(EXERCISE DETAILS) Among these records, which lines include "overwrites"? Copy them out.

(Dataset excerpts)
┄┄┄┄┄┄┄┄┄┄┄┄┄┄┄┄┄┄┄┄
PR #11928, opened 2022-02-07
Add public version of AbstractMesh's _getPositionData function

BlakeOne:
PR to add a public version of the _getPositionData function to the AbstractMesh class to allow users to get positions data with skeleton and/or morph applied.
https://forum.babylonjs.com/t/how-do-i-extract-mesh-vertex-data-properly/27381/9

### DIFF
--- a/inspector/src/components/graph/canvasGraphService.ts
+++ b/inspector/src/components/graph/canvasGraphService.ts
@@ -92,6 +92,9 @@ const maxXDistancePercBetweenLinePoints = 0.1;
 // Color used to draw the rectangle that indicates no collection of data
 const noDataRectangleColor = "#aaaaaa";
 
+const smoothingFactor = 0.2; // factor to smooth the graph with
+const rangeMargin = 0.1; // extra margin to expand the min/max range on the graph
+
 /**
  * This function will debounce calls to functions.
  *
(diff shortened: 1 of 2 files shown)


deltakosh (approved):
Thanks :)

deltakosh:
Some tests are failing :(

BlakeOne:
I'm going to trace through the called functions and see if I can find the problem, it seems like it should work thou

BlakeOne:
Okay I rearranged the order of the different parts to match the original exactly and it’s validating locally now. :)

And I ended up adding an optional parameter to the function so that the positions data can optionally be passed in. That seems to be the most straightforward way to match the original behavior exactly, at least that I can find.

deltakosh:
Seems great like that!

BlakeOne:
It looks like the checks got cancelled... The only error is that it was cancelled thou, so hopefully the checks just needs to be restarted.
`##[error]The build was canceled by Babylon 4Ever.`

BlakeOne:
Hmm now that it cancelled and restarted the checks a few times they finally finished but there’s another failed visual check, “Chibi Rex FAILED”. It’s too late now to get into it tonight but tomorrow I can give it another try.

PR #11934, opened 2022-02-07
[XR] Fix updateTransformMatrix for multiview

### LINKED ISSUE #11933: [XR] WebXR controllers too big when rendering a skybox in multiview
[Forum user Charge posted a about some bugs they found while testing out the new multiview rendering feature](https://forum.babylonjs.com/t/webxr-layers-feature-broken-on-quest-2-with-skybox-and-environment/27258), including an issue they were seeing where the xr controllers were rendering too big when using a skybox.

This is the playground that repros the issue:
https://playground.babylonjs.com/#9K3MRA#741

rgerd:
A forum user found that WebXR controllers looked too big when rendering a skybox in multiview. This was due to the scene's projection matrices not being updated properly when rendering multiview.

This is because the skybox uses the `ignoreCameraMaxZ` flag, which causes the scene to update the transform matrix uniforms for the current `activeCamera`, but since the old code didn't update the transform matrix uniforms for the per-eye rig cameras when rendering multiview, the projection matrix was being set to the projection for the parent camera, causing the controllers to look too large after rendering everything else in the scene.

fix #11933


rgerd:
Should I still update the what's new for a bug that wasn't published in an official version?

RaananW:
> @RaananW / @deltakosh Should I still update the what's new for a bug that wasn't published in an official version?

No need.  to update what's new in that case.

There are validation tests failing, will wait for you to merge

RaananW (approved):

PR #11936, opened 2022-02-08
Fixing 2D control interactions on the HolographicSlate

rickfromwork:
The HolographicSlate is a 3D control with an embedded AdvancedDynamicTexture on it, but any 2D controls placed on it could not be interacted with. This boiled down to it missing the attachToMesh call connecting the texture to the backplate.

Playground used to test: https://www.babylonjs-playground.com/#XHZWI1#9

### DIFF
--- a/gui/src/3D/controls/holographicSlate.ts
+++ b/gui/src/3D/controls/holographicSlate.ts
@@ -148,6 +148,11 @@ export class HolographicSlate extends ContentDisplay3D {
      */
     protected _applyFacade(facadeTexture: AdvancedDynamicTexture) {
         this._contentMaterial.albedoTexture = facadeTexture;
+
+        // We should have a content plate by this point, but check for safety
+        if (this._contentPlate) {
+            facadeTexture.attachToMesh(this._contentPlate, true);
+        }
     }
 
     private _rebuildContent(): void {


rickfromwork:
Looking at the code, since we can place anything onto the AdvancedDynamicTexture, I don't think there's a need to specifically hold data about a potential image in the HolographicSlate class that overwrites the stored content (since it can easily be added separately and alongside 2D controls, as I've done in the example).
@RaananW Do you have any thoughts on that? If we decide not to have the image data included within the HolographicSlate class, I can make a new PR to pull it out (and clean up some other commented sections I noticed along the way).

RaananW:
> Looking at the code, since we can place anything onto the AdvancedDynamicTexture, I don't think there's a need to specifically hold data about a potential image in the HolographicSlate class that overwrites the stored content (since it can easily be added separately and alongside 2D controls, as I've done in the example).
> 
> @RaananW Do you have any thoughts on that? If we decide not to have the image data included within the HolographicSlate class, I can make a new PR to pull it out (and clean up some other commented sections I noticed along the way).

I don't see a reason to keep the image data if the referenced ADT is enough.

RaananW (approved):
┄┄┄┄┄┄┄┄┄┄┄┄┄┄┄┄┄┄┄┄
(WRITTEN ANSWER)
Looking at the code, since we can place anything onto the AdvancedDynamicTexture, I don't think there's a need to specifically hold data about a potential image in the HolographicSlate class that overwrites the stored content (since it can easily be added separately and alongside 2D controls, as I've done in the example).
> Looking at the code, since we can place anything onto the AdvancedDynamicTexture, I don't think there's a need to specifically hold data about a potential image in the HolographicSlate class that overwrites the stored content (since it can easily be added separately and alongside 2D controls, as I've done in the example).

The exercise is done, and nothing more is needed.